A) ATP and B) UDP-GlcNAc levels at the end of reperfusion in control (n=6), glucosamine (n=6) and PUGNAc (n=4) groups; *= p<0.05 compared to I/R CTL group; one-way ANOVA with Bonfferoni’s Multiple Comparison Test.

Figure 3

Comparison of cardiac protein O-GlcNAc levels at the end of reperfusion in A) control (n=6) and glucosamine (n=6) treated groups and B) control (n=6) and PUGNAc (n=4) treated groups. In the upper panels are CTD110 immunoblots of solubilized proteins (left) and the mean intensities quantified by densitometric analysis of the immunoblots normalized to the mean intensities of control group (right). In the lower panels are the coomassie blue staining showing uniform protein loading of samples between groups. *= p<0.05 compared with control group; unpaired Students T-Test.

Figure 4

Western blot analysis of total and phosphorylated CaMKII and α-tubulin as a protein loading control in A) normoxic perfused hearts (n=4); untreated control (CTL) (n=5) and glucosamine (GlcN) (n=6) treated groups after ischemia/reperfusion and B) normoxic perfused hearts (n=4); untreated control (CTL) and (n=6) and PUGNAc (n=4) treated groups after ischemia/reperfusion; C) and D) are the mean intensities of total CaMKII; E) and F) are the mean intensities of phosphorylated CaMKII quantified by densitometric analysis of the immunoblots normalized to α-tubulin and presented relative to normoxic control; G) and H) are the ratios of phosphorylated to total CaMKII. *= p<0.05 compared with I/R control group; one-way ANOVA with Bonfferoni’s Multiple Comparison Test.

Figure 5

Western blot analysis of α-fodrin with α-tubulin as a protein loading control in A) normoxic perfused hearts (n=4); untreated control (CTL) (n=5) and glucosamine (GlcN) (n=6) treated groups after ischemia/reperfusion and B) untreated control (CTL) and (n=6) and PUGNAc (n=4) treated groups after ischemia/reperfusion.

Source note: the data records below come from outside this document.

Issue #74, opened 2014-09-10
Doxygen for JavaDocs


AedDev:
I considered that Doxygen would be nice for Documentation. I could host it and keep it up2date.

PR #735, opened 2015-06-26
Add methods to ignore players when skipping the night

caseif:
This PR adds the API methods `isSleepingIgnored()Z` and `setSleepingIgnored(Z)V` to the `Player` interface. When this toggle is set, the `Player` will not be considered when determining whether the night should be skipped due to all players being asleep.

These methods are implemented by [SpongeCommon #74](https://github.com/SpongePowered/SpongeCommon/pull/74).

### DIFF
--- a/src/main/java/org/spongepowered/api/entity/player/Player.java
+++ b/src/main/java/org/spongepowered/api/entity/player/Player.java
@@ -135,13 +135,13 @@ public interface Player extends Human, User, LocatedSource, RemoteSource, Viewer
     GameModeData getGameModeData();
 
     /**
-     * Returns whether this {@link Player} will be ignored when checking whether
-     * to skip the night due to players sleeping. The time in a world will be
+     * Gets whether this {@link Player} will be ignored when checking whether to
+     * skip the night due to players sleeping. The time in a world will be
      * advanced to day if all players in it either are sleeping or have this
      * tag.
      *
      * @return Whether this {@link Player} will be ignored when checking whether
-     *         to skip the night
+     *     to skip the night
      */
     boolean isSleepingIgnored();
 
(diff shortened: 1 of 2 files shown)


simon816:
This should be on `Player`, because humans (like other creatures) don't affect the world sleep. The sleep is only for players.

src/main/java/org/spongepowered/api/entity/player/Player.java
```diff
@@ -134,4 +134,26 @@
      */
     GameModeData getGameModeData();
 
+    /**
+     * Returns whether this {@link Player} will be ignored when checking whether
```
modwizcode: Gets

src/main/java/org/spongepowered/api/entity/player/Player.java
```diff
@@ -134,4 +134,26 @@
...
+     */
+    boolean isSleepingIgnored();
+
+    /**
+     * Sets whether this {@link Player} will be ignored when checking whether
+     * to skip the night due to players sleeping. The time in a world will be
+     * advanced to day if all players in it either are sleeping or have this
+     * tag.
+     *
+     * @return Whether this {@link Player} will be ignored when checking whether
```
modwizcode: This is a parameter not a return

src/main/java/org/spongepowered/api/entity/player/Player.java
```diff
@@ -134,4 +134,26 @@
...
     GameModeData getGameModeData();
 
+    /**
+     * Returns whether this {@link Player} will be ignored when checking whether
+     * to skip the night due to players sleeping. The time in a world will be
+     * advanced to day if all players in it either are sleeping or have this
+     * tag.
+     *
+     * @return Whether this {@link Player} will be ignored when checking whether
+     *         to skip the night
```
gabizou: indentation should be 4, not matching the start of the sentence.

like so:

```java
    /* ...
     * @return Whether this {@link Player} will be ignored when checking whether
     *     to skip the night
     */

```

modwizcode:
Seems good.

PR #740, opened 2015-06-28
Fix return type for Ban.User.getUser()

twizmwazin:
Currently, the method returns Ban.User rather than User, making the method fairly useless. This corrects the issue, returning the correct User type.


simon816:
This is actually mentioned in the minor issues list https://github.com/SpongePowered/SpongeAPI/issues/221#issuecomment-100543585
mind you, that list is kind of hard to know what has/has not been fixed.

twizmwazin:
@simon816 I saw when looking to see if there was a proper issue for it.

simon816:
This will be fixed on the next sweep of minor issues (#221)

PR #741, opened 2015-06-28
Adds world UUID to Location toContainer

viveleroi:
A UUID is naturally the preferred value for future retrieval. I'll leave the decision as to whether to the world name needs to remain here to others.

### DIFF
--- a/src/main/java/org/spongepowered/api/world/Location.java
+++ b/src/main/java/org/spongepowered/api/world/Location.java
@@ -691,7 +691,9 @@ public final class Location implements DataHolder {
     public DataContainer toContainer() {
         DataContainer container = new MemoryDataContainer();
         if (getExtent() instanceof World) {
-            container.set(of("WorldName"), ((World) getExtent()).getName());
+            World world = (World) getExtent();
+            container.set(of("WorldName"), world.getName());
+            container.set(of("WorldUUID"), world.getUniqueId());
         }
         container.set(of("BlockType"), this.getExtent().getBlockType(getBlockPosition()).getId());
         container.set(of("x"), this.getX());


DDoS:
Since we're talking about the toContainer method, should we be adding the block type? The block type at a location can change, but this won't be reflected in the container, and there is no guarantee that a location even points to a valid block. This method could throw a PositionOutOfBounds exception. The same applies to the manipulator. Location is also used for entites, where this data isn't relevant.

gabizou:
I'll bundle this in with #685 such that `Location#toContainer` only stores the `World#getName()` and `World#getUniqueId()` if the `Extent` is indeed a `World`, and of course stores the `Vector3d`. Ultimately, all a `Location` should care about is the information it absolutely "knows" about, instead of the `BlockState` information or `BlockSnapshot`.

DDoS:
I think we need some identifier for Extents World can use the name and/or UUID, Chunk can use the this identifier (from its world) plus some its coordinates. I'll make a separate issue for this.

gabizou:
> I think we need some identifier for Extents World can use the name and/or UUID, Chunk can use the this identifier (from its world) plus some its coordinates. I'll make a separate issue for this.

Agreed, what I think we can do is have the `Extent` provide some sort of `DataView` filled with the identifying information, such as a `Chunk` providing the `World`, `ChunkCoordinate`s, etc.

Zidane:
I don't see the value of the WorldName namely cause there is nothing stopping that from changing.

WorldName is derived from foldername on the server and I could easily change "world" to "Midgar" and change server.properties to "Midgar" for default world. Server would load up the map without a second thought except all saved locations in plugins that made the mistake of using the container's name will be wrong now.

Put simply, UUID is enough.

gabizou:
> Put simply, UUID is enough.

Ok, considering it's been changed [here](https://github.com/SpongePowered/SpongeAPI/blob/feature/value-api/src/main/java/org/spongepowered/api/world/Location.java#L671) in #685, would we close this? Or perhaps expand on this with a sort of `Extent#writeDataToken(DataView)` filling all necessary information of the extent, in this case the `World#getUniqueId()`, or for `Chunk`, the `Vector3i` position.

Zidane:
@viveleroi 

https://github.com/SpongePowered/SpongeAPI/commit/29d1df81e69f0ea9fb0cb2877408bed0f3a3f114

I manually took care of this here. Thanks for bringing this to our attention.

On the left are α-fodrin immunoblots and on the right are the mean intensities quantified by densitometric analysis of the 145/150 kD fragment; data are normalized to the mean intensities of normoxic control group. *= p<0.05 compared with I/R control group; one-way ANOVA with Bonfferoni’s Multiple Comparison Test.

Figure 6

Correlations between A) RPP and B) EDP and the 145/150 kDa α-fodrin fragment and between C) cTnI release and O-GlcNAc levels at the end of reperfusion. Data are presented for all control, glucosamine and PUGNAc groups.